We can analyze the expansion of the sector looking at the graph below, that represents the time path of its dimension, data collected by US SIF (Sustainable Investment Forum) and integrated into their last report.
As it can be seen, the sector is already well developed, and it is in continuous expansion. But which are the current trends? We can analyze different tendencies in the choice of the themes which lead to the selection of companies in the portfolio of the fund. There is an increasing interest in climate change and renewable energies, driven by the worsening situation of our planet, in the eye of every concerned investor. Related to the need of the reduction of carbon emissions, we find the increasing interest in driverless cars and hybrid electric vehicles, the former being still in their research phase, the latter already diffused and increasing in number. Moreover, another important issue, at the center of investors attention, is gender diversity; this is due to the strong disparity in treatment of the sexes in the workplace, especially in terms of compensation and possibility to reach top positions, being the career path strongly influenced by gender. Always related to governance issues, we find digital security and cybercrime protection, because of the diffusion of smartphones and the development of technologies, that lead to a quicker and wider circulation of data. Focusing on healthcare and food production sectors, organic food is more and more present in the mind of the fund manager, as the major trend in the field is the desire for vegan, biological and healthier products.
Some examples
The funds which base their portfolios on sustainable criteria are called ethical funds. There are different examples of financial companies that deal only with this kind of investments, such as the Italian Etica Sgr, and of companies that integrate their traditional asset allocation activities with ethical investment.
Lately, the vice-chair of Allianz GI Elizabeth Corley announced the willingness of the firm to further improve the already well-developed UK sustainable market, estimated to be worth £150bn.
Partners group, the second largest private equity group by market capitalization, has launched a $1bn impact fund, aimed at investing in projects in line with UN development objectives, based on sustainability. The choice to start such activity is due to the increasing demand for this kind of investment, which is pushing traditional financial institutions and companies to integrate more and more ESG criteria implementation in their agenda.
As far as regulatory development is concerned, the European Commission announced the intention to introduce a legislation that compels institutional investors to take into consideration sustainable criteria in the process of capital allocation.
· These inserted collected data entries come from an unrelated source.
PR #2122, opened 2018-07-06
Update the widget model spec versions.

jasongrout:
Since our next release is a beta release, this spec is not final yet.


jasongrout:
We need to update both the base and controls version because of the grid layout attributes.

PR #2473, opened 2019-07-01
Backward-compatible-control

SylvainCorlay:
Setting the version of `@jupyter-widgets/controls` to the latest released version before running another RC.


jasongrout:
Master is 1.4.5, right? So this should be 1.5 in the release?

SylvainCorlay:
> Master is 1.4.5, right? So this should be 1.5 in the release?

yes, absolutely. Dunno why I was using 1.4.3.

Issue #2499, opened 2019-07-14
CSS class 'jupyter-widgets' should not appear node 'jp-OutputArea-output'


qzchenwl:
| package | version |
| ---          | ---        |
| jupyterlab | 1.0.2 |
| jupyterlab-manager | 1.0.1 |

When customizing my own widget, I need to calculate the output area width. If the node 'jp-OutputArea-output' has css attribute 'overflow: visible', I cannot get the correct width.

And there's no means to change css attribute of node 'jp-OutputArea-output', because it's my parent node.

Without 'jupyter-widgets' class, the node 'jp-OutputArea-output' has css attribute 'overflow: auto' which is fine.

![image](https://user-images.githubusercontent.com/146802/61178909-37695d00-a62a-11e9-88d1-44e921798825.png)

jasongrout:
Closed by #2500.

PR #2500, opened 2019-07-14
remove class `jupyter-widgets` from jp-OutputArea-output node

qzchenwl:
Fix issue #2499

### DIFF
--- a/packages/jupyterlab-manager/src/renderer.ts
+++ b/packages/jupyterlab-manager/src/renderer.ts
@@ -48,7 +48,6 @@ class WidgetRenderer extends Panel implements IRenderMime.IRenderer, IDisposable
 
     // Let's be optimistic, and hope the widget state will come later.
     this.node.textContent = 'Loading widget...';
-    this.addClass('jupyter-widgets');
 
     const manager = await this._manager.promise;
     // If there is no model id, the view was removed, so hide the node.


jasongrout:
The `jupyter-widgets` class is meant to be the very base class for jupyter widgets that sets some CSS defaults (such as font color, etc.). However, I notice that it is set a *lot* in the code, at multiple levels. I think we need to be more deliberate about how we are using it (e.g., is it convention that it is applied at the top-level widget? At the root node of each widget? Above the entire widget hierarchy?)

Also, perhaps we could just change the overflow setting. It was set to `visible` in 2016 (https://github.com/jupyter-widgets/ipywidgets/pull/919).

Whatever change we decide on, I think we need to carefully examine lots of examples using widgets to understand the ramifications of this change. We've seen this before with seemingly small changes that had large ramifications, especially in CSS.

SylvainCorlay:
I think that the `jupyter-widgets` CSS class is only meant for the top-level DOM elements.

I would be in favor of this, but I need to double check that everything is fine in the PR.

jasongrout:
I did some initial investigations. Visually, removing this class removes a layer of padding around the entire set of widgets.

I'm a little curious about the css for this class of `overflow: visible`, which is the main point here. In general, it seems odd to let the content flow out of the widget's containing box, so I'm not sure why it is set at all. Tracing back through the history, it seems this `overflow: visible` was added in https://github.com/jupyter-widgets/ipywidgets/pull/796, and it's not clear what problem it was solving.

jasongrout:
> I'm a little curious about the css for this class of `overflow: visible`, which is the main point here. In general, it seems odd to let the content flow out of the widget's containing box, so I'm not sure why it is set at all. Tracing back through the history, it seems this `overflow: visible` was added in #796, and it's not clear what problem it was solving.

But this is a different issue than this one, i.e., `.jupyter-widgets` being applied at the top level.

Let's merge this and address any other problems that come up. Thanks again @qzchenwl!

PR #2504, opened 2019-07-16
Update instructions for jupyterlab-manager 1.0

jtpio:
Update the instructions to install `jupyterlab-manager` for JupyterLab 1.0.

The fact that `1.0` is missing from the list can be a bit confusing and was brought up by [josh](https://discourse.jupyter.org/u/josh/summary) in https://discourse.jupyter.org/t/ipywidgets-for-jupyterlab-1-0/1675

In the long run I think it would make sense to remove all mentions to the pre-releases. Maybe after JupyterLab 1.0 has settled in.

### DIFF
--- a/packages/jupyterlab-manager/README.md
+++ b/packages/jupyterlab-manager/README.md
@@ -1,15 +1,14 @@
 Jupyter Widgets JupyterLab Extension
 ====================================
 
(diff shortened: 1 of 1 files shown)


SylvainCorlay:
Thx!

There are different concerns about this proposal because many experts do not consider the market ready for a compulsory inclusion of products that, in their opinion, are not well defined yet. Another problem could be the capital requirements associated with the choice of investing green, that could put different banks in trouble. But, as it is said, every cloud has a silver lining and green investments could be a way to make the bank more sustainable and safer at the same time, thanks to the compulsory improvement of capital ratios.
In conclusion, Socially Responsible Investing should be considered both from ethical and economical sides, as it tries to intervene into and improve the worrying situation regarding environment and society, and as it is in continuous expansion, offering investors the possibility to make profits. SRI is, therefore, the concrete chance to do well by doing good.